Pour moi, de telles assurances ne viennent pas facilement ou souvent. Les miens sont moins grandioses qu'un bref aperçu derrière un rideau. Dans le poème de Sylvia Plath « Black Rook in Rainy Weather », (Un "rook" est un oiseau sombre ressemblant à un corbeau, rendu plus triste par son apparence par temps de pluie), elle a parlé d'une lumière « incandescente » qui peut posséder « les objets les plus obtus » et « accorder / Un bref répit de la peur ». Plath conclut : « Des miracles se produisent, / Si vous voulez bien appeler ces spasmodiques / Trucs de miracles radieux. L'attente a recommencé, / La longue attente de l'ange. / Pour cette descente rare et aléatoire ».

 

L'espoir de Noël pourrait bien tomber dans la catégorie psychologique de la réalisation de souhaits. Imaginer des choses dont nous pensons avoir désespérément besoin ou envie.
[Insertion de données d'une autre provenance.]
PR #700, opened 2017-07-11
Make sure URLs work with default parameters

### LINKED ISSUE #699: URLs exposed by services should work by default
Using GET: Even if mutations exist in between epochs (in the DB) `GetMutations` doesn't return them. The main problem is that the default `page_size` is zero. ~~There might be an additional one-off problem.~~

Liamsi:
Make sure the URLs
https://kt-server/v1/users/user@example.com/history
and 
https://kt-server/v1/epochs/1
work by default:
- add a default `page_size` to `GetMutations` API to return mutations by default
- add a default `start` to `ListEntryHistory` API to return entries by default (epochs start at 1)
- also make sure to fail earlier if `GetMutations` is explicitly called with invalid parameters (e.g. epoch<0)
- fix tests according to default `start` epoch equal to 1 (if not set) 
- for the client `ListHistory` epochs <1 (or =0) are forbidden (and fail early, too)
- for HTTP GET requests epoch = 0 is "allowed": we assume it's not set and set it to 1

resolves #699


core/keyserver/keyserver.go
```diff
@@ -39,6 +39,8 @@ const (
 	defaultPageSize = 16
 	// Maximum allowed requested page size to prevent DOS.
 	maxPageSize = 16
+  // If no epoch is provided default to epoch 1.
```
cesarghali: This doesn't look like the right indentation. Maybe it's only shown this way in github.

core/mutation/validate.go
```diff
@@ -0,0 +1,54 @@
...
+// distributed under the License is distributed on an "AS IS" BASIS,
+// WITHOUT WARRANTIES OR CONDITIONS OF ANY KIND, either express or implied.
+// See the License for the specific language governing permissions and
+// limitations under the License.
+
+package mutation
+
+import (
+	"errors"
+	tpb "github.com/google/keytransparency/core/proto/keytransparency_v1_types"
```
cesarghali: Please add an empty line between the two imports.

core/mutation/validate.go
```diff
@@ -0,0 +1,54 @@
...
+	// Maximum allowed requested page size to prevent DOS.
+	maxPageSize = 16
+)
+
+var (
+	// ErrInvalidStart occurs when the start epoch of ListEntryHistoryRequest
+	// is not valid (not in [1, currentEpoch]).
+	ErrInvalidStart = errors.New("invalid start epoch")
+	// ErrInvalidPagesize occurs when the page size is > 0.
+	ErrInvalidPagesize = errors.New("Invalid page size")
```
cesarghali: Please capitalize size, e.g., `ErrInvalidPageSize`. Same in the comment.

cesarghali:
Also, please check travis log. Seems like `make presubmit` needs to be ran locally.

Liamsi:
Adding @gdbelvin as a 2nd reviewer

core/keyserver/validate.go
```diff
@@ -44,12 +44,12 @@ var (
 	ErrNoCommitted = errors.New("missing commitment")
 	// ErrCommittedKeyLen occurs when the committed key is too small.
 	ErrCommittedKeyLen = errors.New("committed.key is too small")
-	// ErrWrongIndex occurs when the index in key value does not match the
-	// output of VRF.
-	ErrWrongIndex = errors.New("index does not match VRF")
```
cesarghali: Can you please keep this here? This will make the diff concise. Unless there's a reason for moving it.

Liamsi: Thanks! Makes sense. Done.

cmd/keytransparency-client/grpcc/grpc_client.go
```diff
@@ -139,7 +139,11 @@ func min(x, y int32) int32 {
 
 // ListHistory returns a list of profiles starting and ending at given epochs.
 // It also filters out all identical consecutive profiles.
+// Epochs start at 1.
 func (c *Client) ListHistory(ctx context.Context, userID, appID string, start, end int64, opts ...grpc.CallOption) (map[*trillian.SignedMapRoot][]byte, error) {
+	if start <= 0 {
```
gdbelvin: This should just be `start==0` because proto3 defines omitted values to have zero as their default

core/keyserver/validate.go
```diff
@@ -109,6 +109,10 @@ func validateListEntryHistoryRequest(in *tpb.ListEntryHistoryRequest, currentEpo
 	if in.Start < 0 || in.Start > currentEpoch {
 		return ErrInvalidStart
 	}
+	// Ensure a valid start epoch is provided if the Start parameter is not set.
+	if in.Start == 0 {
+		in.Start = defaultStartEpoch
```
gdbelvin: Also add a TODO and an issue, to zero index our epochs.

cmd/keytransparency-client/grpcc/grpc_client.go
Liamsi: This is the client with parameters the caller provides (could be any `int64`) and not by a recieved proto. Hence, I think it makes sense to keep it like this. We could change the params to unsigned `uint64` instead (than the check `==0` would be right).

core/mutation/validate.go
Liamsi: done

core/keyserver/validate.go
Liamsi: https://github.com/google/keytransparency/issues/703

cmd/keytransparency-client/grpcc/grpc_client.go
Liamsi: I added a test-case to document this isn't meant to be called with a start <0: https://github.com/google/keytransparency/pull/700/commits/c503ec6a33828321d1e566492cf9136b01fc3260#diff-f8b79d8d11b0c9af5cfa9f8d823cbb91L225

Mais cela ne réfute pas la possibilité de souhaits réellement exaucés.

 

À Noël, nous considérons la preuve éclatante et désorientante que l'espoir l'emporte. Si c'est vrai, c'est une histoire qui peut réorienter chaque histoire humaine. Si l'on choisit de permettre cela. Permettre au changement, une place dans sa vie. Cela signifie que Dieu est avec nous, même dans la souffrance. C'est l'assurance, comme d'un parent, comme d'un ange, comme d'un sauveur : C'est bien. Et même à l'extrême de la mort (citant Julien de Norwich à ce moment) : « Tout ira bien, et toutes sortes de choses iront bien ».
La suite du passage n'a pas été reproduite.